## TASK PROMPT
Report every line of the material that contains the string "opened".

## DATA SECTION
PR #1646, opened 2022-11-03
feat: handle geant4 rotations

andiwand:
until now the geant4 surface mapper only supports translations. this PR adds rotation support as needed in https://github.com/acts-project/acts/pull/1638/


benjaminhuth (approved):
Looks good!

PR #1651, opened 2022-11-04
fix: duplicated configuration in itk.py

LuisFelipeCoelho:
I noticed that `zBinEdges` is defined twice in `itk.py`
This PR removes the unnecessary definition
but I am not sure if this can be considered a bug


AJPfleger (approved):
good catch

## RESULT
PR #1646, opened 2022-11-03
PR #1651, opened 2022-11-04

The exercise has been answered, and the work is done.